> [EXERCISE PROMPT] When the string "inject" appears in a line of the records, show the whole line.

> [MATERIAL FOR THIS EXERCISE]
BEGIN

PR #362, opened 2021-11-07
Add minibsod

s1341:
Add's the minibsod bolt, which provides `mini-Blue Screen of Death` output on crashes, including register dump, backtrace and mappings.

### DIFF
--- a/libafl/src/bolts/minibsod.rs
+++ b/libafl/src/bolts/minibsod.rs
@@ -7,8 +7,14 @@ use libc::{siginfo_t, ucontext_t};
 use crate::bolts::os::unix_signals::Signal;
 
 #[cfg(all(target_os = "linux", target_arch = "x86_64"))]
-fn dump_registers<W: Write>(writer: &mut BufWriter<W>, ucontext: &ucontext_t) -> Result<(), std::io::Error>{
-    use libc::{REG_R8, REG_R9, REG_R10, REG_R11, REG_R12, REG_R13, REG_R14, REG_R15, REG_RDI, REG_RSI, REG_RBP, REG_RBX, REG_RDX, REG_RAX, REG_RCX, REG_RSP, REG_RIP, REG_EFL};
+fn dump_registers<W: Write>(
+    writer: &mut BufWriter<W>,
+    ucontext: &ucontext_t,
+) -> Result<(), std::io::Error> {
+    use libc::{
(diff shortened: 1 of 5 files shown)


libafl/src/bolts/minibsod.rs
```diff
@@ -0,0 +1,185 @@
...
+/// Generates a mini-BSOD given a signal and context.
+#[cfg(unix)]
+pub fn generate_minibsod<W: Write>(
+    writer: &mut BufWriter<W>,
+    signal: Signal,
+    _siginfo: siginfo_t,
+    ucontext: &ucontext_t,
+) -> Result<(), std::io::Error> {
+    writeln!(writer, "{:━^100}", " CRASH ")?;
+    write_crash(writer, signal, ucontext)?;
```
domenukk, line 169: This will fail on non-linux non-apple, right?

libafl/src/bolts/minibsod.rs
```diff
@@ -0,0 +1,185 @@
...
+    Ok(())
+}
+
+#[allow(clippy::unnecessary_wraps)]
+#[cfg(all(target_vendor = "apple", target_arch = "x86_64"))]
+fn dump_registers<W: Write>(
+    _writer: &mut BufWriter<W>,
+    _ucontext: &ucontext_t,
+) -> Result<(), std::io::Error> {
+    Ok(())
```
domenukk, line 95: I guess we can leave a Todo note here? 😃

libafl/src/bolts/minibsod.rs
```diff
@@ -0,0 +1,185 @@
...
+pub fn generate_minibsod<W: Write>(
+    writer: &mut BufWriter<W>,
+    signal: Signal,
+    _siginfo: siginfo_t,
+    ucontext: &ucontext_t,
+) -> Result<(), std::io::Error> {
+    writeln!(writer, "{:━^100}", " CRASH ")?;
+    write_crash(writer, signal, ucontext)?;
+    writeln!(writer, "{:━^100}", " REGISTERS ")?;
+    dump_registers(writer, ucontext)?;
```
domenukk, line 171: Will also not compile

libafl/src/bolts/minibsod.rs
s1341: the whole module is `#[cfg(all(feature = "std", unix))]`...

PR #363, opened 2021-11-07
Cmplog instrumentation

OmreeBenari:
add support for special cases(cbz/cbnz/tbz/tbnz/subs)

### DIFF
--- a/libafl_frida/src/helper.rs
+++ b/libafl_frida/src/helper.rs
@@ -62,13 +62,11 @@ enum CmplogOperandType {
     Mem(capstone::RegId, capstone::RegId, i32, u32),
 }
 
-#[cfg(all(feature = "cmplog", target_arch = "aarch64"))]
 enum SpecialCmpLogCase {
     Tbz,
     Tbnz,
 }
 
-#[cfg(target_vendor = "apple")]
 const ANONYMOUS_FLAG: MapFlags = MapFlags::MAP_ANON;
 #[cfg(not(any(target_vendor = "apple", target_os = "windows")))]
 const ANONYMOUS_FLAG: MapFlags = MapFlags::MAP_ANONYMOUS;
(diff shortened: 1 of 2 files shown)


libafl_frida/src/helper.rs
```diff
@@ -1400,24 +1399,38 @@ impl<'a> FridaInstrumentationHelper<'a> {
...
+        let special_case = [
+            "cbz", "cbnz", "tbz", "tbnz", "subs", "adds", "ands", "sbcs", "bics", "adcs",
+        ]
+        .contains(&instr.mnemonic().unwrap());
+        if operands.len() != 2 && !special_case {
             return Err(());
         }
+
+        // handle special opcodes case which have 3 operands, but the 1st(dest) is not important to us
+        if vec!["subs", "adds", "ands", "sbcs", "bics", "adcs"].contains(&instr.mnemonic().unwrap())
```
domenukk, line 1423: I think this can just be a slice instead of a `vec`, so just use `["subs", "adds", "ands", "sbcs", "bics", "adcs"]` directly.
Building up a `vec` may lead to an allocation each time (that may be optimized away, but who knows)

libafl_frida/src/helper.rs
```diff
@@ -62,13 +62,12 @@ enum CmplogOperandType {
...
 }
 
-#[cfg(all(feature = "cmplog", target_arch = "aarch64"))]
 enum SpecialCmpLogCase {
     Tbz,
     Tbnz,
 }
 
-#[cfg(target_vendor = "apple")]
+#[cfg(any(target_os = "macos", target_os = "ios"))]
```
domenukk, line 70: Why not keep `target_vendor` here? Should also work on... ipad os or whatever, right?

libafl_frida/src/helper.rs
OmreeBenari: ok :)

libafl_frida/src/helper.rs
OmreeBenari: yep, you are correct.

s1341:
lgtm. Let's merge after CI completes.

END
BEGIN

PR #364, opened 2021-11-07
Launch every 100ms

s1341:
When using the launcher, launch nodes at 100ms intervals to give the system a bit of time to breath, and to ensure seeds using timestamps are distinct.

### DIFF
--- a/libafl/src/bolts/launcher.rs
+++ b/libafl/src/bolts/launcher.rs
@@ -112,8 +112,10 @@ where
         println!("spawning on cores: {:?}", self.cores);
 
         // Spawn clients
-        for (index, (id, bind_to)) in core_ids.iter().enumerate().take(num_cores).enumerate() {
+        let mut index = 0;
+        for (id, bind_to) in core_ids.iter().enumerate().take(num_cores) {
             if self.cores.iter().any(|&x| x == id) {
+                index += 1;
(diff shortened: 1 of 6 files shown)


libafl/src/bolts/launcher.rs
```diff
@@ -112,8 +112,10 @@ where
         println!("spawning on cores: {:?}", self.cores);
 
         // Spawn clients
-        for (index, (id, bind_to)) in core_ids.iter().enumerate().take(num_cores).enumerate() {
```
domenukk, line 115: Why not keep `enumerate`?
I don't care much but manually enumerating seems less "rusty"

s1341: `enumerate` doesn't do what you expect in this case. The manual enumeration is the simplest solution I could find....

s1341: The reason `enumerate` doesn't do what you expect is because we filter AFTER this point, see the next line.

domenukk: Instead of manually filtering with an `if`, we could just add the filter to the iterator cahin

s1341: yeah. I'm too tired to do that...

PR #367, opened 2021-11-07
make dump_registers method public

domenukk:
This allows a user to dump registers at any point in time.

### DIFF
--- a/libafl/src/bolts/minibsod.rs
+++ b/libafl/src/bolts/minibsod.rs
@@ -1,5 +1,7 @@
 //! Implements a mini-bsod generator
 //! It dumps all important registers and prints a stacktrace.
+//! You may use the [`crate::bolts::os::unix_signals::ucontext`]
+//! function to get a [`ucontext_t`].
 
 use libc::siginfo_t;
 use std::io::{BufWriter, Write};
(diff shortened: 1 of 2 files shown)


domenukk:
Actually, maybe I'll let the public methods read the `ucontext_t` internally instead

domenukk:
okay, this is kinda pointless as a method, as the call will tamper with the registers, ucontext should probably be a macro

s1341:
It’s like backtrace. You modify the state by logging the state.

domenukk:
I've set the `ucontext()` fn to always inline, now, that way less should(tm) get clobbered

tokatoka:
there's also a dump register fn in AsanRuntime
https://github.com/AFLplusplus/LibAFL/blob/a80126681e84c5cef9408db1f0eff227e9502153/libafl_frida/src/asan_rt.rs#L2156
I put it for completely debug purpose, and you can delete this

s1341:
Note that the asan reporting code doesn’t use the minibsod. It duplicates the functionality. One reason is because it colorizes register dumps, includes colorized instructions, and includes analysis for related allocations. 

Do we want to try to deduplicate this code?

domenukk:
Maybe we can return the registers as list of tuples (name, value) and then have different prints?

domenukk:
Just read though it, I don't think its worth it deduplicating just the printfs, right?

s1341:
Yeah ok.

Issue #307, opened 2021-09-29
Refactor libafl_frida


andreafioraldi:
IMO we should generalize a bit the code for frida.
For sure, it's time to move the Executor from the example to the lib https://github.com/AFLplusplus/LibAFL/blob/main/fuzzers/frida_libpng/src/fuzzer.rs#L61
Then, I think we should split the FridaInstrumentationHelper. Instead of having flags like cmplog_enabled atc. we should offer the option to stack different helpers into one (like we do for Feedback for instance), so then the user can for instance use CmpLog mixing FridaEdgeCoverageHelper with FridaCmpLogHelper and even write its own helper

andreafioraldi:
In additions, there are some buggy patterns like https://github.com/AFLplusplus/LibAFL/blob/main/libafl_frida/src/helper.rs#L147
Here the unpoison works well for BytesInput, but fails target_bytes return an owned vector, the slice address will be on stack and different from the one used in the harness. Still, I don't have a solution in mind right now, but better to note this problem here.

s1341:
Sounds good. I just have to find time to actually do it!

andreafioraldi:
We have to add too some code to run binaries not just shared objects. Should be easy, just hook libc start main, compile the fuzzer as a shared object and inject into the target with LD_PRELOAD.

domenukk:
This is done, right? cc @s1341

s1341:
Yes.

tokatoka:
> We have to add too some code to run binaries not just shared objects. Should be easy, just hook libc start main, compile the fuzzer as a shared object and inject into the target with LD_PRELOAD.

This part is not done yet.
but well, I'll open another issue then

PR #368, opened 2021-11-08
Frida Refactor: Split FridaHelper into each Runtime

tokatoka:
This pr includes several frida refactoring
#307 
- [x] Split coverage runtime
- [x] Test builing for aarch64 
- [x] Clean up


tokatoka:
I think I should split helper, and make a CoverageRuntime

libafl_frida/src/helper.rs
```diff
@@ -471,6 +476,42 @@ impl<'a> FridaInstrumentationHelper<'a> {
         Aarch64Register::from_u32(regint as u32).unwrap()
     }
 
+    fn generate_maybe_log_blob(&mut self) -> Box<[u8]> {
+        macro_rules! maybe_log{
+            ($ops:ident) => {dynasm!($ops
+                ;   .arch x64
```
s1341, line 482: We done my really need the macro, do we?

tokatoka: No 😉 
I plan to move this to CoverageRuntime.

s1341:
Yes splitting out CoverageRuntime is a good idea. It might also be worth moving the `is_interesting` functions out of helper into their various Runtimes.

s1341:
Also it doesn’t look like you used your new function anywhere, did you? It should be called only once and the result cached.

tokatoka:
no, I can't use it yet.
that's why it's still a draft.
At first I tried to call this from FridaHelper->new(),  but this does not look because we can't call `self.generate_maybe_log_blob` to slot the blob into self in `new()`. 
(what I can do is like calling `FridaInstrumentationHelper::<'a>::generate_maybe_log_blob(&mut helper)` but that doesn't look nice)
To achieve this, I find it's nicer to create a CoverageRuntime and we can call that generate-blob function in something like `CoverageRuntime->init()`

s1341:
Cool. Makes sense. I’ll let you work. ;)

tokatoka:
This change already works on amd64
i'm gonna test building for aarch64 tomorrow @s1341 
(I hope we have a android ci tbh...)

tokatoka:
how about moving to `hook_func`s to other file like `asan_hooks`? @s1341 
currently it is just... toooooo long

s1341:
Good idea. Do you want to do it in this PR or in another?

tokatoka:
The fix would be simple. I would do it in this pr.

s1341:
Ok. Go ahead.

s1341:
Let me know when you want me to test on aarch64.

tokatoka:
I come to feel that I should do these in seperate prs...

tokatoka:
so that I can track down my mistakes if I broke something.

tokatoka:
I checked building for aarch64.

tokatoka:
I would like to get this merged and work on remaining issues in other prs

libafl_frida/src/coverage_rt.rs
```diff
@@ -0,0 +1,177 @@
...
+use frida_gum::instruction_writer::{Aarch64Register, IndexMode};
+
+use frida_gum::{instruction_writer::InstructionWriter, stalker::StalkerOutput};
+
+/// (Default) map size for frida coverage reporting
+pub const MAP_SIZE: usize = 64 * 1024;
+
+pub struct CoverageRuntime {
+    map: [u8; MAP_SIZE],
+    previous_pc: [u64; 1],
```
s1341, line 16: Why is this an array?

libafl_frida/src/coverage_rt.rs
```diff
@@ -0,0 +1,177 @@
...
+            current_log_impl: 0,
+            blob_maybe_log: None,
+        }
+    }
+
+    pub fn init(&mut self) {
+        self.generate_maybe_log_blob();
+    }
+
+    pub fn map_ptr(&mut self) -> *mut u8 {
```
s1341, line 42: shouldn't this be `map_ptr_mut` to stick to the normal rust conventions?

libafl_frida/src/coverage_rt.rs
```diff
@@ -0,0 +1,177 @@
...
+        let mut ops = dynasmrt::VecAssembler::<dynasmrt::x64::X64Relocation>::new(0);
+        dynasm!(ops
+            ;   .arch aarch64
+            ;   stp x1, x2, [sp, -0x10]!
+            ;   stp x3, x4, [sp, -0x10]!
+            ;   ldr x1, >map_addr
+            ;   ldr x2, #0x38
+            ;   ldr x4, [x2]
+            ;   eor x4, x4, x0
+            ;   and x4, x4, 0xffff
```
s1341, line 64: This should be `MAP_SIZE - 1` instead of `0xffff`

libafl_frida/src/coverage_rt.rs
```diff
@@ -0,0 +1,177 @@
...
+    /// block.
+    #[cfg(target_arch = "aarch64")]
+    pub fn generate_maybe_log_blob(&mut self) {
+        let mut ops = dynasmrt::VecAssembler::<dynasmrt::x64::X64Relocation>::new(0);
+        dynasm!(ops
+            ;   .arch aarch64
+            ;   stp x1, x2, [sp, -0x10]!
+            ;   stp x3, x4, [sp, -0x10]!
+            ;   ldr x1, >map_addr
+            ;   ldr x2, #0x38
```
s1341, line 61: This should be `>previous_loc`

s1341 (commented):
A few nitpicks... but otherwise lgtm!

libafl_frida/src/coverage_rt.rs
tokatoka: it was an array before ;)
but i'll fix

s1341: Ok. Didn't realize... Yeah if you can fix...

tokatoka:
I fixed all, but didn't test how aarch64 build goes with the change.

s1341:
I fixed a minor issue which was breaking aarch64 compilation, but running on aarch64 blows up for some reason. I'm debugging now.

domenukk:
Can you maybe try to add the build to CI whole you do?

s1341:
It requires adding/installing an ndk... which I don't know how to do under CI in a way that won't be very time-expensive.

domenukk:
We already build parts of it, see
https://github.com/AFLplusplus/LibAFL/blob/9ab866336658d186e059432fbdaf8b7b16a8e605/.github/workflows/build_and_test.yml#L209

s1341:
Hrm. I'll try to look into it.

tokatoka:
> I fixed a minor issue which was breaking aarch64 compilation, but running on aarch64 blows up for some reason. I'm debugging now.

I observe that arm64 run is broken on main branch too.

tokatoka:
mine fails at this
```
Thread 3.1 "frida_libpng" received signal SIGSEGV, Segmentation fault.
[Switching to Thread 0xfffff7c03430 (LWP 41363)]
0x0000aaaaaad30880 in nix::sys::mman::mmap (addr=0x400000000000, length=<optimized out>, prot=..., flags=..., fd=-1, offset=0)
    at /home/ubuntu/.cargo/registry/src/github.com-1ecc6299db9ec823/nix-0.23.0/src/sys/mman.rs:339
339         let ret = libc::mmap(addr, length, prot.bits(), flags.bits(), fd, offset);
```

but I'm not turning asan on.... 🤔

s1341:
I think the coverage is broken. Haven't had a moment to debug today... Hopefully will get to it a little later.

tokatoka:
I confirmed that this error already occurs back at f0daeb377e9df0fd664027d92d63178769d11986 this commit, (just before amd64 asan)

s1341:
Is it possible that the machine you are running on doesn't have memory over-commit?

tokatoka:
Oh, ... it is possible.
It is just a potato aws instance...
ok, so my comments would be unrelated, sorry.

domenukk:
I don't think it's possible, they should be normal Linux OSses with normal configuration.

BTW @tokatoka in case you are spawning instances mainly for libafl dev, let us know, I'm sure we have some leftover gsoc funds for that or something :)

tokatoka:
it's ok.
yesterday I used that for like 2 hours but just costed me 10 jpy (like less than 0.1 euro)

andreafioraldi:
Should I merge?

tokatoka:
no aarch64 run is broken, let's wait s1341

END

> [RESPONSE TO THIS EXERCISE]
We have to add too some code to run binaries not just shared objects. Should be easy, just hook libc start main, compile the fuzzer as a shared object and inject into the target with LD_PRELOAD.
> We have to add too some code to run binaries not just shared objects. Should be easy, just hook libc start main, compile the fuzzer as a shared object and inject into the target with LD_PRELOAD.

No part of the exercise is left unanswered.